Nadeem Aslam precisó de cuatro años y medio para escribir El jardín del hombre ciego (Mondadori) en el que, a pesar de los horrores que lo impregnan, se impone una historia de amor y “la importancia que tiene una sola vida”. Su pluma, rica en el lenguaje y en los simbolismos, destila un tono poético especialmente cuando describe hermosos aunque fugaces episodios. Y lo hace en inglés, una lengua que solo aprendió ya cruzada la adolescencia. “Mi vida se rompió a los 14 años”, explica sobre el exilio en el Reino Unido al que se vio forzada su familia a causa de la persecución política de su padre, un poeta y productor de cine de filiación comunista. El progenitor había sido muy crítico con el apoyo estadounidense a los muyaidín de Afganistán, canalizado a través del régimen del dictador paquistaní Zia ul Haq, tras la invasión soviética de ese país (1979). El resultado, tras la retirada de la URSS nueve años después, fue la toma del poder por los talibanes.

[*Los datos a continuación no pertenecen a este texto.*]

PR #6914, opened 2022-07-13
build(fpb-lint): linting errors as PR comments, resolved #4416

### LINKED ISSUE #4416: Linting Errors as PR Comments
I think it'd be worth pulling the lint summary from CI and posting them as a comment in the PR?

Many contributors either don't know how or don't bother to check the failed checks. And some that do, don't understand what's wrong because they're only reading the bottom line, or just don't know what to focus on.

It'd massively reduce the workload of maintainers to push the warnings to a PR comment, so the relevant information that contributors need is readily available.

LuigiImVector:
## What does this PR do?
Improve repo

### Description

I improved the fpb-lint.yml workflow so that linter errors were shown via comment, as proposed by @SethFalco on #4416.

In this PR LuigiImVector#10 I conducted some tests, all successful.

## Checklist:

## Follow-up

### DIFF
--- a/.github/workflows/comment-pr.yml
+++ b/.github/workflows/comment-pr.yml
@@ -1,0 +1,56 @@
+name: Comment on the pull request
+
+on:
+  workflow_run:
+    workflows: ["free-programming-books-lint"]
+    types:
+      - completed
+
+env:
+  GITHUB_TOKEN: ${{ secrets.GITHUB_TOKEN }}
+
+jobs:
+  upload:
+    runs-on: ubuntu-latest
+    if: >
+      ${{ github.event.workflow_run.event == 'pull_request' &&
+      github.event.workflow_run.conclusion == 'success' }}
+    steps:
+      - name: 'Download artifact'
+        uses: actions/github-script@v6
+        with:
+          script: |
+            let allArtifacts = await github.rest.actions.listWorkflowRunArtifacts({
+               owner: context.repo.owner,
+               repo: context.repo.repo,
+               run_id: context.payload.workflow_run.id,
+            });
+            let matchArtifact = allArtifacts.data.artifacts.filter((artifact) => {
+              return artifact.name == "pr"
+            })[0];
+            let download = await github.rest.actions.downloadArtifact({
+               owner: context.repo.owner,
+               repo: context.repo.repo,
+               artifact_id: matchArtifact.id,
+               archive_format: 'zip',
+            });
+            let fs = require('fs');
+            fs.writeFileSync(`${process.env.GITHUB_WORKSPACE}/pr.zip`, Buffer.from(download.data));
+
+      - name: 'Unzip artifact'
+        run: unzip pr.zip
+      
+      - name: 'Comment on PR'
+        run: |
+          cat error.log
+          if [ -s error.log ]
+          then
+            gh pr review $(<PRurl) -r -b "Linter failed, fix the error(s):
+            \`\`\`
+            $(cat error.log)
+            \`\`\`"
+            gh pr edit $(<PRurl) --add-label "linter error"
+          else
+            gh pr review $(<PRurl) -a
+            gh pr edit $(<PRurl) --remove-label "linter error"
+          fi
--- a/.github/workflows/fpb-lint.yml
+++ b/.github/workflows/fpb-lint.yml
@@ -37,7 +37,7 @@ jobs:
         fpb-lint ./courses/ &>> output.log || echo "Analyzing..."
         fpb-lint ./more/ &>> output.log || echo "Analyzing..."
 
-        cat > error.log
+        touch error.log
 
     - name: Clean output
       if: ${{ always() && 
--- a/.github/workflows/fpb-lint.yml
+++ b/.github/workflows/fpb-lint.yml
@@ -2,11 +2,6 @@ name: free-programming-books-lint
 
 on: [push, pull_request]
 
-env:
-  GITHUB_TOKEN: ${{ secrets.GITHUB_TOKEN }}
-  GITHUB_RUN_ID: ${{ github.run_id }}
-  PR: ${{ github.event.pull_request.html_url }}
-
 jobs:
   build:
 
@@ -87,20 +82,14 @@ jobs:
             });
           });
     
-    - name: Print output
+    - name: Upload artifact
       if: ${{ always() && 
           github.event_name == 'pull_request' }}
       run: |
-          cat error.log
-
-          if [ -s error.log ]
-          then
-            gh pr review $PR -r -b "Linter failed, fix the error(s):
-            \`\`\`
-            $(cat error.log)
-            \`\`\`"
-            gh pr edit $PR --add-label "linter error"
-          else
-            gh pr review $PR -a
-            gh pr edit $PR --remove-label "linter error"
-          fi
+          mkdir -p ./pr
+          echo ${{ github.event.pull_request.html_url }} > ./pr/PRurl
+          mv error.log ./pr/error.log
+    - uses: actions/upload-artifact@v3
+      with:
+        name: pr
+        path: pr/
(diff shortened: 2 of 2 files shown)


.github/workflows/fpb-lint.yml
```diff
@@ -2,19 +2,109 @@ name: free-programming-books-lint
...
   build:
 
     runs-on: ubuntu-latest
 
     steps:
     - uses: actions/checkout@v3
+    - name: Use Python
+      uses: actions/setup-python@v4
+      with:
+        python-version: '3.x'
```
davorpa, line 20: Not needed since uses `actions/github-script` to clean output

LuigiImVector: oh right, I forgot to remove it, thanks

.github/workflows/fpb-lint.yml
```diff
@@ -14,7 +19,88 @@ jobs:
...
+    - name: Pull Request
+      if: ${{ always() && 
+          github.event_name == 'pull_request' }}
+      run: |
+        fpb-lint ./books/ &>> output.log || echo "Analyzing..."
+        fpb-lint ./casts/ &>> output.log || echo "Analyzing..."
+        fpb-lint ./courses/ &>> output.log || echo "Analyzing..."
+        fpb-lint ./more/ &>> output.log || echo "Analyzing..."
+
+        cat > error.log
```
davorpa, line 40: Is this line to create a empty file that can be used at line 60?, Better use `touch` I tought

```shell
touch error.log
```

LuigiImVector: You're right, create a code suggestion

.github/workflows/fpb-lint.yml
```diff
@@ -2,6 +2,11 @@ name: free-programming-books-lint
 
 on: [push, pull_request]
 
+env:
+  GITHUB_TOKEN: ${{ secrets.GITHUB_TOKEN }}
+  GITHUB_RUN_ID: ${{ github.run_id }}
+  PR: ${{ github.event.pull_request.html_url }}
+
 jobs:
   build:
```
davorpa, line 11: About current workflow error at `Print output` task.... 

image

Reading https://www.damirscorner.com/blog/posts/20220506-TokenPermissionsForGithubActions.html... a bit I think that is about GitHub token permissions

See Seth workarround at PR #5557 : https://github.com/SethFalco/free-programming-books/blob/e9f7dff3be87e640a72f97bd4eec1be79ec2b43a/.github/workflows/fpb-lint.yml#L7-L9

SethFalco:
Might be worth evaluating this one more.

The problem I ran into with my one which through me off a bit was that if you look at your tests carefully, you executed all of those comments from a PR.

A PR that could just as easily modify the workflow file to do whatever they want as part of their PR, include spam or execute other actions if given write access to the repo.

Before we merge this, would you mind merging the one in your fork and perhaps I can try do a malicious PR to it and we'll see what happens? 🤔

.github/workflows/fpb-lint.yml
SethFalco: Note, my workaround is insecure and shouldn't be used if I understand correctly.

The real solution is in my comment below. (Split into 2 separate workflows, one creates the message, the other reads the message and posts the review.)

LuigiImVector:
> Before we merge this, would you mind merging the one in your fork, and perhaps I can try to do a malicious PR to it, and we'll see what happens? 🤔

Now I'm going to read the article you linked, in the meantime is it enough for me to write?
`on: [push, pull_request_target]`

I'm not sure if I understand correctly

SethFalco:
I recommend you scroll down to where it says:

> Below is an example of the intended usage in which the results of an unprivileged pull_request workflow are combined with a privileged workflow to leave a comment in response to a received PR:

Over here you'll see an example of it using 2 workflows to be able to leave comments/reviews without creating the security issue.

LuigiImVector:
> Over here you'll see an example of it using 2 workflows to be able to leave comments/reviews without creating the security issue.

_"Incoming data from artifacts is potentially untrusted. When used in a safe manner, like reading PR numbers or reading a code coverage text to comment on the PR, it is safe to use such untrusted data in the privileged workflow context. However if the artifacts were, for example, binaries built from an untrusted PR, it would be a security vulnerability to run them in the privileged workflow_run workflow context. Artifacts resulting from untrusted PR data are themselves untrusted and should be treated as such when handled in privileged contexts."_ 

Even this could not be a totally safe solution

---

Maybe it's enougth to [disable the auto-run](https://docs.github.com/en/organizations/managing-organization-settings/disabling-or-limiting-github-actions-for-your-organization#configuring-required-approval-for-workflows-from-public-forks) of the workflow, giving us the ability to approve only non-suspicious PR

SethFalco:
> When used in a safe manner, like reading PR numbers or reading a code coverage text to comment on the PR, it is safe to use such untrusted data in the privileged workflow context

> However if the artifacts were, for example, binaries built from an untrusted PR, it would be a security vulnerability to run them in the privileged workflow_run workflow context

You're right, but in this case, it's fine because we're just reading a text file, not executing a binary. Good catch though, it's definitely good to be vigilant just to make sure we're 100% sure we're not screwing this repo up. XD

LuigiImVector:
So I'll try to implement the 2 workflows here

LuigiImVector:
I divided the workflow and now the `free-programming-books-lint` doesn't any return error; `workflow_run` is only triggered in the default branch

.github/workflows/comment-pr.yml
```diff
@@ -0,0 +1,56 @@
...
+  workflow_run:
+    workflows: ["free-programming-books-lint"]
+    types:
+      - completed
+
+env:
+  GITHUB_TOKEN: ${{ secrets.GITHUB_TOKEN }}
+
+jobs:
+  upload:
```
SethFalco, line 13:
```suggestion
  upload:
    permissions:
      pull-requests: write
```

This job would need to explicitly declare write access for `pull-request` here, I think?
Either that, or in the repo settings someone would have to enable write access by default for all workflows, but that's probably not a good idea for a public repo.

.github/workflows/fpb-lint.yml
```diff
@@ -14,7 +14,82 @@ jobs:
...
+    - name: Pull Request
+      if: ${{ always() && 
+          github.event_name == 'pull_request' }}
+      run: |
+        fpb-lint ./books/ &>> output.log || echo "Analyzing..."
+        fpb-lint ./casts/ &>> output.log || echo "Analyzing..."
+        fpb-lint ./courses/ &>> output.log || echo "Analyzing..."
+        fpb-lint ./more/ &>> output.log || echo "Analyzing..."
+
+        touch error.log
```
SethFalco, line 35:
```suggestion
```

If my other suggestions are merged, these line can be deleted.

SethFalco (commented):
I've tested all the suggestions in this repo:
https://github.com/SethFalco/free-programming-books/pull/6

---

There is another issue. Since we have 2 workflows named `free-programming-books-lint`, one for `push` and one for `pull-request`, the comment action gets triggered twice, with one always failing since the artifacts don't exist.

I don't think we really need this on `push` anyway, so perhaps we can drop that one and make this run on `pull-request` only?

---

Giving it more thought, I originally proposed that we should have the action approve or request. However, I think that might be a bad idea, and we should instead only post a comment.

Since we have many other checks in this repository in other actions, it'd look odd if this action approved the pull request, while other linter actions failed. Contributors will receive contradicting information and won't be sure whether they need to fix something or not. We should probably just post a comment, and later we can try to hide it once it's outdated.

This can be done with the following change:

```diff
-             gh pr review $(<PRurl) -r -b "Linter failed, fix the error(s):
+             gh pr comment $(<PRurl) -b "Linter failed, fix the error(s):
              \`\`\`
              $(cat error.log)
              \`\`\`"
              gh pr edit $(<PRurl) --add-label "linter error"
            else
-             gh pr review $(<PRurl) -a
```

Milad335t (approved):

Milad335t (approved):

Aslam solo conocía un inglés muy básico cuando recaló en Huddersfield (norte de Inglaterra). “Porque no provengo de una familia rica y en Pakistán asistí a una escuela en urdú”, alega. Ello le impidió ahondar en sus queridas materias de Humanidades, en pro de las ciencias que le llevaron a matricularse en Químicas en la Universidad de Manchester. En el tercer año dejó la carrera: “Me di cuenta de que mi inglés ya era lo suficientemente bueno para dedicarme a escribir”, dice. Atribuye ese dominio a una obsesión autodidacta y a su inmersión en las obras de autores tan diversos como García Márquez, Toni Morrison o Cormac McCarthy. En su empeño, llegó a copiar a mano El otoño del patriarca, Beloved y Moby Dick, entre otros libros.

Desafía a los que imponen su visión de “lo que significa ser musulmán”

Esa fue la forja de un escritor que, tras su debut con Season of the rainbirds (1993), ha recibido elogios y galardones por Mapa para amantes perdidos (2004), ambientado en una comunidad de emigrantes paquistaníes en el norte de Inglaterra, y The wasted vigil (2008), un recorrido por tres décadas de la historia de Afganistán hasta el ascenso y caída del terrible régimen talibán. Este último libro entronca en cierto modo con El jardín del hombre ciego, su cuarta novela, que él enmarca en “una década que empezó en el 11-S y acabó con la primavera árabe”. “Y, entre esos dos momentos, la guerra contra el terror, Abu Ghraib y Guantánamo, las bombas de Londres y Madrid, la incomprensión entre el Este y el Oeste… En el libro, quise incluir todo esos elementos”. Ateo al igual que su padre (aunque su madre es una mujer muy religiosa), Aslam proclama metafóricamente: “Me convertí en un musulmán tras el 11-S”. Con esa declaración define su desafío tanto frente a los crecientes prejuicios con los que el mundo occidental mira al Islam como frente a aquellos radicales que quieren imponer su distorsionada “definición de lo que significa ser musulmán”. Sobre eso Aslam profundizará para quienes asistan mañana a una charla que dará en el Centro de Cultura Contemporània de Barcelona.

La actualidad se impone al final de la entrevista e, inquirido sobre los planes del presidente Obama de atacar Siria, subraya que “los escritores no deben dictar a la gente el qué pensar, sino sugerirles sobre qué deben pensar”.